WHAT YOU WILL DO> Return each line of the records below that contains the word "shortened".

** Opening LISTED RECORDS block **

Issue #2778, opened 2023-02-17
bug: datetime sometimes doesn't init properly after switching to MD mode


averyjohnston:
### Describe the Bug

https://ionicframework.com/docs/api/datetime#basic-usage

Sometimes, when switching any datetime playground to `md` mode, the datetime doesn't appear to be initializing properly. The "today" date isn't highlighted, and clicking any date will cause the datetime to jump back to the previous month. Fiddling with the next/prev months buttons will fix it, as will clicking the "Reset demo" button to reload the iframe.

If the bug doesn't trigger at first, you have to refresh the page to try again. It's fairly consistent on my end though, and happens in both v6 and v7.

### Expected Behavior

The datetime should work properly in either mode of the playground.

### Steps to Reproduce

1. Scroll to any datetime playground.
2. Click the "MD" button.
3. If bug doesn't appear, refresh the entire page and try again. Seems to take 1-3 refreshes max.

### Screenshots

https://user-images.githubusercontent.com/90629384/219694426-6507a918-e8a4-48ac-b627-395953e1e819.mp4

### Operating System

Windows

### Browser

Chrome

### Version

110.0.5481.77 (Official Build) (64-bit)

PR #2809, opened 2023-03-06
fix(playground): iframe is hidden using display

liamdebeasi:
resolves https://github.com/ionic-team/ionic-docs/issues/2778

This issue was introduced in https://github.com/ionic-team/ionic-docs/pull/2623 when switching from `display: none` to visibility/width. The IntersectionObserver in `ion-datetime` does not fire when the width/visibility change. As a result, the datetime was attempting to center its contents with the width was `0px`. When the width was reset when the iframe shows, datetime does not adjust again.

The visibility/width code was added because the fullscreen offset variables were not being set correctly on `ion-content` with `display: none`. However, I fixed an issue in https://github.com/ionic-team/ionic-framework/pull/26782 which causes the content to recalculate the offset variables when the `resize` event is dispatched on the window. When the iframe is un-hidden, the resize event is dispatched so we are able to safely revert to using `display: none` while ensuring that the offset variables are calculated correctly.

https://ionic-docs-git-fw-3500-ionic1.vercel.app/docs/api/datetime

### DIFF
--- a/src/components/global/Playground/playground.css
+++ b/src/components/global/Playground/playground.css
@@ -204,8 +204,7 @@
 }
 
 .playground .frame-hidden {
-  visibility: hidden;
-  width: 0%;
+  display: none;
 }
 
 @media only screen and (max-width: 600px) {


brandyscarney (approved):
I couldn't reproduce the datetime issue that this fixes, but I jumped on your branch (to enable MD mode on the footer playground) and tested out the previous issue we had that PR https://github.com/ionic-team/ionic-docs/pull/2623 solved and the issue didn't come back, so this looks good!

amandaejohnston (approved):
LGTM!

PR #2817, opened 2023-03-09
docs(gestures): remove browser support section

sean-perkins:
Removes the browser support section from the v6 & v7 docs for the "Gestures" page.


liamdebeasi (approved):
Will removing the note from https://ionicframework.com/docs/reference/browser-support#desktop-browsers be done in a separate PR?

sean-perkins:
Good call out, I missed that. I'll remove that in this PR 👍

liamdebeasi:
Did we want to remove this for the v5 docs too?

PR #2830, opened 2023-03-14
feat: docusaurus plugin to generate component api docs (jp)

sean-perkins:
Duplicates: https://github.com/ionic-team/ionic-docs/pull/2829 but targets the JP branch.


liamdebeasi:
Closing as we are looking into alternative infrastructure for host translations of the Ionic docs.

PR #2831, opened 2023-03-15
Set webviewPath property to be nullable

wonix:
Type 'string | undefined' is not assignable to type 'string'.
  Type 'undefined' is not assignable to type 'string'.ts(2322)
photo.service.ts(30, 3): The expected type comes from property 'webviewPath' which is declared


sean-perkins:
Closing as I have not received a response. If this issue still exists, please open a new issue. Thanks!

PR #2836, opened 2023-03-20
chore: remove v7 beta banner

sean-perkins:
Removes the v7 beta banner as seen here: https://ionicframework.com/docs/v7/updating/7-0


liamdebeasi (approved):
Looks good. Note that this should not be merged until Ionic 7 GA is available.

PR #2841, opened 2023-03-21
Pwa react

liamdebeasi:


sean-perkins (commented):
It isn't in the diff code, but the React example for CRA is using React 17 usage. I don't know if we want to update that to React 18, since our starters and examples will also be on that:

```tsx
import React from 'react';
import ReactDOM from 'react-dom/client';
import App from './App';
import * as serviceWorker from './serviceWorker';

ReactDOM.createRoot(document.getElementById('root') as HTMLElement).render(
  <React.StrictMode>
    <App />
  </React.StrictMode>
);

// If you want your app to work offline and load faster, you can change
// unregister() to register() below. Note this comes with some pitfalls.
// Learn more about service workers: https://bit.ly/CRA-PWA
// serviceWorker.unregister();
serviceWorker.register();
```

sean-perkins (approved):
Changes look good 👍 React 17/18 comment is optional.

liamdebeasi:
Good thought. I updated this in https://github.com/ionic-team/ionic-docs/pull/2841/commits/b79fc3ad19a5c7562f733bfe12909a4222cc3fb3

PR #2842, opened 2023-03-21
docs(updating): clean up verbiage on updating documents

brandyscarney:
This PR updates the following:

- Removes the second "Ionic" in the upgrade guide titles to avoid wrapping title (`Updating from Ionic 5 to Ionic 6` -> `Updating from Ionic 5 to 6`)
- References in the sidebar change from 4.0 to v4 (`Ionic 4.0` -> `Ionic v4`)
- Breaking Changes callout 
    - Added to the top of every page (already existed on v4 and v5 pages, exists at the bottom for v6 and v7)
    - Becomes a "caution" block instead of a "note" which highlights it red, this could be changed to info instead which would highlight it blue, but I thought it should be highlighted differently
    - Updates broken links to the breaking changes documents
- Renames all mentions of versions as `4.0` to `4`, `3.0` to `3`, etc. 
- Change links to other guides from `Upgrades to` to `Updates to` for consistency with their titles (see the Note block at the top of each page) 
- Removes usage of 4.x, 5.x, etc. and instead just referred to it by major number. This was used very inconsistently, for example one sentence was: `Once the team is comfortable that the Ionic 4.0 app has become stable and has fulfilled a core set of features, you can then shut down the Ionic 1 app.`

Breaking change `caution` vs `info` block:

| caution | info |
| --| --|
| Screenshot 2023-03-21 at 3 24 37 PM | Screenshot 2023-03-21 at 3 24 24 PM |

My goal was to bring some consistency to the update guides, but I am open to feedback if anyone doesn't like any of these changes.

Preview link: https://ionic-docs-git-docs-upgrading-guides-ionic1.vercel.app/docs/v7/

### DIFF
--- a/docs/updating/4-0.md
+++ b/docs/updating/4-0.md
@@ -10,7 +10,7 @@ title: Updating to v4
 This guide assumes that you have already updated your app to the latest version of Ionic 3. If you are using Ionic 1 or 2, Make sure to follow the [Updating from Ionic 1 to 4 Guide](#updating-from-ionic-1-to-4) instead.
 :::
 
-:::caution Breaking Changes
+:::info Breaking Changes
 For a **complete list of breaking changes** from Ionic 3 to Ionic 4, please refer to [the breaking changes document](https://github.com/ionic-team/ionic-framework/blob/main/BREAKING_ARCHIVE/v4.md) in the Ionic Framework repository.
 :::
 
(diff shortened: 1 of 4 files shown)


sean-perkins (approved):
Looks good, no notes 👍

liamdebeasi (approved):
Nitpick: Could we use `info` instead of `caution`? The blue looks nicer whereas the red stole my attention away from the migration guide 😂 
Content looks good though

PR #2845, opened 2023-03-22
docs(config): move framework config guides to unified config guide

liamdebeasi:
This PR ports https://github.com/ionic-team/ionic-docs/commit/d28c8314438091c7f8137a223fc9d8671766ebdd to the Japanese documentation.


liamdebeasi:
Turns out this is not needed as the `main` docs are able to fold in the translations.

PR #2955, opened 2023-05-09
docs(range): update docs to use label prop

amandaejohnston:
Feature PR: https://github.com/ionic-team/ionic-framework/pull/27408

Rather than add a playground for the new label prop, this PR makes the prop the default by updating the `labelPlacement` playground and modern syntax migration guide to use it, then adds a playground and migration example for the slot.

### DIFF
--- a/docs/api/range.md
+++ b/docs/api/range.md
@@ -116,7 +116,9 @@ Developers can perform this migration one range at a time. While developers can 
 
 ### Using the Modern Syntax
 
-Using the modern syntax involves removing the `ion-label` and passing the label directly inside of `ion-range` using `slot="label"`. The placement of the label can be configured using the `labelPlacement` property on `ion-range`.
+Using the modern syntax involves removing the `ion-label` and passing the label to `ion-range` using the `label` property. The placement of the label can be configured using the `labelPlacement` property.
+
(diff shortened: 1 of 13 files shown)


mapsandapps (approved):

docs/api/range.md
```diff
@@ -34,6 +34,14 @@ import LabelsPlayground from '@site/static/usage/v7/range/labels/index.md';
 
 <LabelsPlayground />
 
+## Label Slot
```
liamdebeasi, line 37: Threading for discussion:

I wonder if it makes more sense to have a "Labels" heading with Basic, Placement, and Custom HTML playgrounds.

We could also combine the Basic and Placement playgrounds into 1 playground that shows how to use the `label` property with placement options. If we went with the 2nd approach, it looks like we'd just need to change some headings on the page and keep the playgrounds as-is.

liamdebeasi: As added context: My initial reaction was that it seems strange to have a Label Placement and Label Slot, but no "Label" section. Placement and Slot seem like they are sub-features for the overall "Label" feature.

amandaejohnston: Rearranged things 👍

liamdebeasi (approved):
One comment, but otherwise looks good!

PR #2956, opened 2023-05-10
docs(vue): streamline usage examples with script setup syntax

treighmawaka:
Problem:
Many usage examples in the current docs use an outdated syntax containing unnecessary bloat.

Solution:
This PR streamlines code snippets by using [Vue's officially recommended](https://vuejs.org/api/sfc-script-setup.html) `<script setup>` syntax, making usage examples more digestible.


mapsandapps (approved):
Thanks for your contribution! This is helpful.

PR #2957, opened 2023-05-10
fix(tabs): correct router playground src

thetaPC:
Issue URL: N/A

Tabs has a playground for router that was using v6's `demo.hmtl`

## What is the new behavior?

Switched it to v7's `demo.hmtl`

- [ ] Yes
- [x] No

## Other information

N/A


amandaejohnston (approved):
Thank you!

PR #2960, opened 2023-05-13
fix position <ion-router-outlet> on html

skytern:
Because the position it's wrong, the position inside <ion-tabs> create duplication <ion-router-outlet> and we don't change tab.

** Closing LISTED RECORDS block **

SOLUTION BELOW>
(diff shortened: 1 of 4 files shown)
(diff shortened: 1 of 13 files shown)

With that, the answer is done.